:: Data supplied ::

Issue #1024, opened 2017-10-20
ECS starting agent fails with: Could not unmarshal state


tsonev:
### Summary
After enabling docker debugging as per this article:
http://docs.aws.amazon.com/AmazonECS/latest/developerguide/docker-debug-mode.html

and running :

sudo service docker restart
sudo start ecs

the ECS agent failed to start with :

 [CRITICAL] Error loading previously saved state: Could not unmarshal state; incomplete save. There was no task for arn arn:aws:ecs:us-west-2:888922156537:task/bd886aa4-d3d3-4cbd-8588-6f02b793d4a9

### Expected Behavior
The agent and services container should start.

### Observed Behavior
Agent container fails to start

### Environment Details
$ docker info
Containers: 4
 Running: 0
 Paused: 0
 Stopped: 4
Images: 4
Server Version: 17.03.2-ce
Storage Driver: devicemapper
 Pool Name: docker-docker--pool
 Pool Blocksize: 524.3 kB
 Base Device Size: 10.74 GB
 Backing Filesystem: ext4
 Data file:
 Metadata file:
 Data Space Used: 2.659 GB
 Data Space Total: 23.33 GB
 Data Space Available: 20.67 GB
 Metadata Space Used: 1.241 MB
 Metadata Space Total: 25.17 MB
 Metadata Space Available: 23.92 MB
 Thin Pool Minimum Free Space: 2.333 GB
 Udev Sync Supported: true
 Deferred Removal Enabled: true
 Deferred Deletion Enabled: true
 Deferred Deleted Device Count: 0
 Library Version: 1.02.135-RHEL7 (2016-11-16)
Logging Driver: json-file
Cgroup Driver: cgroupfs
Plugins:
 Volume: local
 Network: bridge host macvlan null overlay
Swarm: inactive
Runtimes: runc
Default Runtime: runc
Init Binary: docker-init
containerd version: 4ab9917febca54791c5f071a9d1f404867857fcc
runc version: 54296cf40ad8143b62dbcaa1d90e520a2136ddfe
init version: 949e6fa
Security Options:
 seccomp
  Profile: default
Kernel Version: 4.9.43-17.39.amzn1.x86_64
Operating System: Amazon Linux AMI 2017.03
OSType: linux
Architecture: x86_64
CPUs: 2
Total Memory: 3.86 GiB
Name: ip-172-31-10-150
[...]

PR #1033, opened 2017-10-25
dockerstate: map keys differ before create

samuelkarp:
The state.idToTask and state.idToContainer maps initially have the keys
set to the generated DockerName rather than the DockerID.  Once
containers are created, the keys are changed to the DockerID.  This
changed as part of this commit:
https://github.com/aws/amazon-ecs-agent/commit/49c36c7855d14155469a7796b35318da34743cf8#diff-464fc7e15d1a6b818ceca89e7b68cd4e.

### Summary
Fixes https://github.com/aws/amazon-ecs-agent/issues/1024

If a task is run where the image fails to pull, the agent will get into an unrecoverable state after it cleans up the task.  This happens because it fails to delete an entry in the `state.idToTask` and `state.idToContainer` maps as it attempts to delete with the wrong key.

### Implementation details
The state.idToTask and state.idToContainer maps initially have the keys set to the generated DockerName rather than the DockerID.  Once containers are created, the keys are changed to the DockerID.  This changed as part of this commit: https://github.com/aws/amazon-ecs-agent/commit/49c36c7855d14155469a7796b35318da34743cf8#diff-464fc7e15d1a6b818ceca89e7b68cd4e.

### Testing

Bug - Fixed a bug where tasks that fail to pull containers can cause the agent to fail to restore properly after a restart. [#1024](https://github.com/aws/amazon-ecs-agent/issues/1024)

### Licensing

### DIFF
--- a/CHANGELOG.md
+++ b/CHANGELOG.md
@@ -6,6 +6,9 @@
   [#1014](https://github.com/aws/amazon-ecs-agent/pull/1014)
 * Enhancement - Support `init` process in containers by adding support for Docker remote API client version 1.25
   [#996](https://github.com/aws/amazon-ecs-agent/pull/996)
+* Bug - Fixed a bug where tasks that fail to pull containers can cause the
+  agent to fail to restore properly after a restart.
+  [#1033](https://github.com/aws/amazon-ecs-agent/pull/1033)
 
 ## 1.14.5
 * Enhancement - Retry failed container image pull operations [#975](https://github.com/aws/amazon-ecs-agent/pull/975)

:::

- **About this task**
All lines from the beginning of the entries through the line marked "Base Device Size: 10.74 GB" are to be output exactly; nothing else belongs in the answer.

- **Exercise response**
Issue #1024, opened 2017-10-20
ECS starting agent fails with: Could not unmarshal state


tsonev:
### Summary
After enabling docker debugging as per this article:
http://docs.aws.amazon.com/AmazonECS/latest/developerguide/docker-debug-mode.html

and running :

sudo service docker restart
sudo start ecs

the ECS agent failed to start with :

 [CRITICAL] Error loading previously saved state: Could not unmarshal state; incomplete save. There was no task for arn arn:aws:ecs:us-west-2:888922156537:task/bd886aa4-d3d3-4cbd-8588-6f02b793d4a9

### Expected Behavior
The agent and services container should start.

### Observed Behavior
Agent container fails to start

### Environment Details
$ docker info
Containers: 4
 Running: 0
 Paused: 0
 Stopped: 4
Images: 4
Server Version: 17.03.2-ce
Storage Driver: devicemapper
 Pool Name: docker-docker--pool
 Pool Blocksize: 524.3 kB
 Base Device Size: 10.74 GB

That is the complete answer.